# How to break out from a fold function in haskell when the accumulator met a certain condition?

One of the options would be using scanl function, which returns a list of intermediate calculations of foldl.

Thus, scanl1 (+) (map someFunction myList) will return the intermediate sums of your calculations. And since Haskell is a lazy language it won't calculate all the values of myList until you need it. For example:

take 5 $scanl1 (+) (map someFunction myList)  will calculate someFunction 5 times and return the list of these 5 results. After that you can use either takeWhile or dropWhile and stop the calculation, when a certain condition is True. For example: head$ dropWhile (< 1000) \$ scanl1 (+) [1..1000000000]


will stop the calculation, when sum of the numbers reaches 1000 and returns 1035.

Another technique is to use a foldM with Either to capture the early termination effect. Left signals early termination.

import Control.Monad(foldM)

sumSome :: (Num n,Ord n) => n -> [n] -> Either n n
sumSome thresh = foldM f 0
where
f a n
| a >= thresh = Left a
| otherwise   = Right (a+n)


To ignore the exit condition, just compose with either id id.
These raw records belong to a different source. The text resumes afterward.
PR #6281, opened 2026-03-02
chore(l1): add rlp decode/encode benches (part 2)

azteca1998:
## Summary

- Expand decode benchmarks with common types (AccountInfo, AccountState, Withdrawal, Log, Receipt, BlockHeader), trie nodes (NodeHash::Inline, Leaf, Extension, Branch), and transactions (Legacy, EIP1559)
- Implement all encode benchmarks from scratch: scalars, bytes/strings, collections, tuples, IPs, common types, trie nodes, and transactions

> **Depends on #5414** (`rlp_benches_decode` — part 1)

## No part 3 needed

The remaining types were intentionally skipped as they don't exercise new RLP code paths:
- **EIP2930/EIP4844/EIP7702** — structurally near-identical to EIP1559, same encode/decode logic
- **BlobsBundle** — blobs are `[u8; 4096]`; benchmarks would measure bulk memcpy, not RLP
- **Block** — just `BlockHeader` + `BlockBody(Vec<Transaction>)`; marginal value over BlockHeader alone
- **ReceiptWithBloom** — dominated by the 256-byte Bloom field, not RLP-interesting
- **EncodedRequests** — not a clear public type

## Test plan
- [x] `cargo check -p ethrex-rlp --benches` compiles cleanly
- [x] `cargo bench -p ethrex-rlp --bench decode -- --test` — all benchmarks pass
- [x] `cargo bench -p ethrex-rlp --bench encode -- --test` — all benchmarks pass


crates/common/rlp/Cargo.toml
```diff
@@ -17,6 +17,8 @@ criterion = { version = "0.7.0", features = ["html_reports"] }
 ethrex-common.workspace = true
 ethrex-trie.workspace = true
 rand = "0.9.2"
+bytes.workspace = true
+once_cell = "1"
```
ElFantasma: Nit: `bytes` is already a regular `[dependencies]` of this crate (line 11), so bench code can already import it. This dev-dep entry is redundant.

crates/common/rlp/benches/decode.rs
```diff
@@ -1,14 +1,98 @@
...
+        r: U256(rng.random()),
+        s: U256(rng.random()),
+        inner_hash: OnceCell::new(),
+        sender_cache: OnceCell::new(),
+    }
+}
+
+fn random_eip1559_tx(rng: &mut impl Rng) -> EIP1559Transaction {
+    EIP1559Transaction {
+        chain_id: 1,
```
ElFantasma: Minor: `Nibbles::from_raw` treats each input byte as a full byte and splits it into two nibbles (high + low). Since you're generating values in `[0, 16)`, every high nibble is 0, so you get paths like `[0, N, 0, N, ...]`. If you want more realistic trie paths, you could use `Nibbles::from_hex(vec_of_nibbles)` which takes nibble values directly, or generate random bytes in the full `[0, 256)` range for `from_raw`. Not a correctness issue, just affects data representativeness.

crates/common/rlp/Cargo.toml
```diff
@@ -17,6 +17,8 @@ criterion = { version = "0.7.0", features = ["html_reports"] }
 ethrex-common.workspace = true
 ethrex-trie.workspace = true
 rand = "0.9.2"
+bytes.workspace = true
```
ElFantasma: nit: `bytes` is already a regular `[dependencies]` of this crate (line 11), so bench code can already import it. This `[dev-dependencies]` entry is redundant.

crates/common/rlp/benches/decode.rs
```diff
@@ -375,11 +576,159 @@ fn bench_decode_trie(c: &mut Criterion) {
...
+        bench_inline_hash::<24>,
+    );
+
+    group.bench_function(BenchmarkId::new("Node::Leaf", 1000), |b| {
+        b.iter_batched_ref(
+            || {
+                let mut rng = rand::rng();
+                (0..1000)
+                    .map(|_| {
+                        let nibbles = Nibbles::from_raw(
```
ElFantasma, line 620: nit: `Nibbles::from_raw` splits each input byte into two nibbles (high + low). Since you're generating values in `[0, 16)`, each byte only has a non-zero low nibble — the resulting paths are half-zeroed (`[0, x, 0, y, ...]`). Using `Nibbles::from_hex` or generating full-range `[0, 256)` bytes would produce more representative trie paths for benchmarking.

crates/common/rlp/benches/encode.rs
```diff
@@ -1,36 +1,722 @@
...
+fn random_block_header(rng: &mut impl Rng) -> BlockHeader {
+    BlockHeader {
+        hash: OnceCell::new(),
+        parent_hash: H256(rng.random()),
+        ommers_hash: H256(rng.random()),
+        coinbase: Address::from(rng.random::<[u8; 20]>()),
+        state_root: H256(rng.random()),
+        transactions_root: H256(rng.random()),
+        receipts_root: H256(rng.random()),
+        logs_bloom: Bloom::default(),
```
iovoid: Why empty? Considering this is the largest component of a block header it might be worth improving.

crates/common/rlp/benches/decode.rs
```diff
@@ -1,14 +1,98 @@
...
+        data: Bytes::from((0..32).map(|_| rng.random::<u8>()).collect::<Vec<_>>()),
+        access_list: vec![],
+        signature_y_parity: rng.random(),
+        signature_r: U256(rng.random()),
+        signature_s: U256(rng.random()),
+        inner_hash: OnceCell::new(),
+        sender_cache: OnceCell::new(),
+        cached_canonical: OnceCell::new(),
+    }
+}
```
avilagaston9, line 94: nit: `random_log`, `random_block_header`, `random_legacy_tx`, and `random_eip1559_tx` are copy-pasted identically in `encode.rs`. You could extract them into a `benches/helpers.rs` and `mod helpers;` from both files — keeps them in sync if a struct field changes later.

sumSome' :: (Num n,Ord n) => n -> [n] -> n
sumSome' n = either id id . sumSome n


Use a bounded addition operator instead of (+) with foldl.

foldl (\b a -> b + if b > someThreshold then 0 else a) 0 (map someFunction myList)


Because Haskell is non-strict, only calls to someFunction that are necessary to evaluate the if-then-else are themselves evaluated. fold still traverses the entire list.

> foldl (\b a -> b + if b > 10 then 0 else a) 0 (map (trace "foo") [1..20])
foo
foo
foo
foo
foo
15


sum [1..5] > 10, and you can see that trace "foo" only executes 5 times, not 20.

Instead of foldl, though, you should use the strict version foldl' from Data.Foldable.